Task Indicating Transformer for Task-conditional Dense Predictions
This work addresses a critical limitation in efficient multi-task learning for dense predictions, offering an incremental improvement over existing task-conditional models.
The paper tackles the challenge of learning task-agnostic and task-specific representations in multi-task dense prediction by introducing the Task Indicating Transformer (TIT), which surpasses state-of-the-art methods on benchmarks like NYUD-v2 and PASCAL-Context.

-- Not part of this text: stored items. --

PR #1169, opened 2026-06-28
Use minimizeLocationUnits to reduce the generated *.target content

merks:


merks:
The new option is documented here:

https://eclipse.dev/oomph/?file=Authoring_Guide.md#generating-pde-target-definition-files

This documentation was added:

https://eclipse.dev/oomph/?file=Authoring_Guide.md#augmenting-the-targlet-induced-target-platform

merks:
@ruspl-afed @gnl42 

This effectively removed 1/2 the content of the *.target.

I need to have a look at the category.xml to see which is included there that is kind of pointless...

merks:
@ruspl-afed @gnl42

 I assume you are okay with this change? I'd like to do further category.xml cleanup as a separate PR subsequent to this one.

gnl42:
This is all "black magic" to me.
I'll leave it to your expertise

merks:
Yes p2, PDE, and Tycho all seem to have slightly different interpretations on occasion, which is kind of frustrating, and then there is the actual OSGi wiring behavior at runtime, which is more then slightly different...

ruspl-afed:
@merks thank you for your effort
I cannot state that I understand why particular unit is required to be specified while others are not.
For example, we do use EMF in Mylyn, and this is why it was in the target, but of cause it _may be_ visible through other dependencies.
Observing the direction of changes I'm not sure if explicit dependency specification is still reasonable at all, may be we should just specify aggregated update site from SimRel and pray for luck.
I would love to learn today's best practices, since I have a number of other projects to support.

merks:
> I cannot state that I understand why particular unit is required to be specified while others are not.

The whole provided/required capability model is quite complex.  😞  And with so many package imports, sometimes it's surprising which bundle exports that package and maybe there is more than one "totally different" bundle doing that.

> For example, we do use EMF in Mylyn, and this is why it was in the target, but of cause it _may be_ visible through other dependencies.

In the end, everyone uses EMF because the e4 model uses it.   So Mylyn doesn't actually use more of EMF than the Platform does, unlike ECF where Mylyn uses `org.eclipse.ecf.provider.jmdns` but the Platform does not.

> Observing the direction of changes I'm not sure if explicit dependency specification is still reasonable at all, may be we should just specify aggregated update site from SimRel and pray for luck.

It is actually a good idea to pull dependencies from the originating projects from a n update site that changes with a frequency similar to SimRel.  So I would probably use something newer than this so that you immediately is EGit breaks something on which you depend:

https://download.eclipse.org/egit/updates-7.7

But not every project provides a nice "moving target" repository...

It's not actually a good idea to use the aggregated update site, because that site contains your own content, including the 3rd party bundles that you contributed in the past, so you might not notice that something in Orbit is newer, changed, or missing, because you might just pull it from something old you did in the past.

> I would love to learn today's best practices, since I have a number of other projects to support.

Let's merge this and then I will look at each update site we're using here?  Okay?

I actually did review the category.xml content it mostly makes sense what I see there.  Even stuff I though, "why does this need to be there" turned out to be a transitive dependency of another 3rd party bundle that you do use directly, so that looks quite clean and good to me.  Even for Lucene you use a large set of bundles than the Platform so including them is a good precaution.

ruspl-afed (approved):
LGTM
Let's see what's next :)

ruspl-afed:
> In the end, everyone uses EMF because the e4 model uses it

Well, may be not everyone. In Passage licensing engine relies on EMF to read encrypted "grants" and doesn't rely on E4. 
However, Passage includes optional support for E4 to check if one allowed to use an RCP product after E4 startup.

The task-conditional model is a distinctive stream for efficient multi-task learning. Existing works encounter a critical limitation in learning task-agnostic and task-specific representations, primarily due to shortcomings in global context modeling arising from CNN-based architectures, as well as a deficiency in multi-scale feature interaction within the decoder. In this paper, we introduce a novel task-conditional framework called Task Indicating Transformer (TIT) to tackle this challenge. Our approach designs a Mix Task Adapter module within the transformer block, which incorporates a Task Indicating Matrix through matrix decomposition, thereby enhancing long-range dependency modeling and parameter-efficient feature adaptation by capturing intra- and inter-task features. Moreover, we propose a Task Gate Decoder module that harnesses a Task Indicating Vector and gating mechanism to facilitate adaptive multi-scale feature refinement guided by task embeddings. Experiments on two public multi-task dense prediction benchmarks, NYUD-v2 and PASCAL-Context, demonstrate that our approach surpasses state-of-the-art task-conditional methods.